Introduction
As bioactive molecules, peptides have great application potential in various industrial sectors. However, due to the cost-intensive synthesis and purification, peptides are currently used almost exclusively in medicine. Cost-effective biotechnological production and processing would expand the market potential and fields of application for peptides.
Goals
Therefore, we want to develop a purification method for heterologously expressed peptides utilizing the cellulose binding domain CBD from Trichoderma reesei (T. reesei) in combination with an acid cleavage site with favorable cellulose particles.
Materials and methods
For the biotechnological production we are using the Ascomycete Aspergillus oryzae as expression host. After genomic integration of the modified expression cassette this organism expresses the heterologous peptides combined with a cellulose binding domain (CBD) into the culture medium. After cell separation the cultivation broth is incubated with microcrystalline cellulose and the CBD-tagged peptides are adsorbed from the complex nutrient medium in the presence of 1 M (NH4)2SO4. Separation from the medium is achieved via centrifugation and washed several times with diluted (NH4)2SO4 solution.

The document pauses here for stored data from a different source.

PR #7343, opened 2026-02-24
print exact verbose logs for Go build process

lewis-yeung:
This PR supersedes #7334. See my [comment][comment] in #7334. Looking through the codebase of xmake, I found a lot of existing `vprint` usages for friendly debugging, not just printing the build commands. Verbose logs are generally for debugging purposes, so it's better for users to know what are being done exactly during the build process.

[comment]: https://github.com/xmake-io/xmake/pull/7334#issuecomment-3939981882

### DIFF
--- a/xmake/rules/go/build/target.lua
+++ b/xmake/rules/go/build/target.lua
@@ -56,16 +56,13 @@ function build_sourcefiles(target, sourcebatch, opt)
     -- trace progress info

Even washing with water did not result in CBD detachment from the cellulose indicating a very strong interaction between cellulose and the CBD. To guarantee the purification as well as to remove the peptide attached CBD we cloned an acid cleavage site in between. Finally, the detachment of the peptides from the CBD bound to the cellulose is done by chemical acid cleavage and the purified peptides are separated from the cellulose via centrifugation or filtration.
Summary
Using the CBD from T. reesei combined with an acid cleavage site attached to heterologously expressed peptides we developed a very cost-effective peptide isolation technique which can expand the fields of application of peptides in the future.